With current events and recent movements like #metoo, it feels as if we are moving forward once again. More people are coming forward to tell their stories instead of staying silent. There will always be people who need to remain silent for whatever reason, and that decision is theirs and theirs alone. And that is okay. If you are not able to speak out, or don’t want to speak out. That is your decision and something that is in your control. Please never let someone make you feel ashamed because you can’t or don’t want to speak out loud about something so painful. Control was taken away, learn to take control of your life anyway you can. You may feel alone, but there are people out there who will understand and can understand what you went through.

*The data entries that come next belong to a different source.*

PR #4, opened 2024-09-27
Support RPC in service bindings

### LINKED ISSUE #1: Support worker entries that extend `WorkerEntrypoint`

### LINKED ISSUE #2: Support RPC via Service Bindings

jamesopstad:
resolves #1, resolves #2

This PR adds support for RPC via service bindings and workers defined as classes. It does this by using a class that extends `WorkerEntrypoint` as the wrapping worker that contains the module runner. The class constructor returns a `Proxy` that wraps the class and intercepts any method calls. These are then forwarded to the user code.

### DIFF
--- a/packages/vite-plugin-cloudflare/src/runner/worker.ts
+++ b/packages/vite-plugin-cloudflare/src/runner/worker.ts
@@ -1,3 +1,4 @@
+import { WorkerEntrypoint } from 'cloudflare:workers';
 import { ModuleRunner } from 'vite/module-runner';
 import { UNKNOWN_HOST, INIT_PATH } from '../shared.js';
 import type { FetchResult } from 'vite/module-runner';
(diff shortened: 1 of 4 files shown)


packages/vite-plugin-cloudflare/src/runner/worker.ts
```diff
@@ -69,50 +70,120 @@ function createModuleRunner(env: RunnerEnv, webSocket: WebSocket) {
...
+
+						if (url.pathname === INIT_PATH) {
+							return target.#init.apply(target, [request]);
+						}
+
+						return target.#fetch.apply(target, [request]);
+					};
+				} else {
+					return (...args: unknown[]) => {
+						return target.#rpc.apply(target, [prop, args]);
```
dario-piotrowicz, line 91: this assumes that all the properties of a `WorkerEntrypoint` have to be methods, is that tha case? can't I simply expose a constant from my class instance?

dario-piotrowicz (approved):
The solution makes sense to me 🙂 

as I mentioned the only thing I am not sure about is the assumption that all fields of a worker exported instance need to be methods (which I am not sure if it's correct)

packages/vite-plugin-cloudflare/src/runner/worker.ts
jamesopstad: Good point. I thought you could only call methods over RPC but it turns out you can also access getters - https://developers.cloudflare.com/workers/runtime-apis/rpc/visibility/#class-instance-properties. I'll add support for this.

jamesopstad:
Going to merge this for now and add a separate issue for supporting getters.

I first spoke out in a moment of weakness and fear. Had I known what would happen, I’m not sure I would have chosen that place and moment and time. A distraught elementary school student crying on the playground telling another child that they had been sexually abused. Immediately the school and police were involved. I was forced to tell my story over and over again. I was one of the lucky ones. After two years, one of my three abusers pleaded guilty. He went to jail. Unfortunately, it didn’t stop him.
As an adult, I am eager to share my story. It is still painful, but knowing that the pain I went through could help prevent someone from being abused or ease their journey by the slightest, is enough for me. That is why I chose to write a memoir. Instead of focusing on what I endured, I chose to write about the obstacles I had to climb over and how I did it. I know that everyone is different, but I hope that reading a success story will help build hope in strength in those who are still struggling.
If someone close to you told you that they had been sexually assaulted by someone else that you were close to and trusted, would you believe them?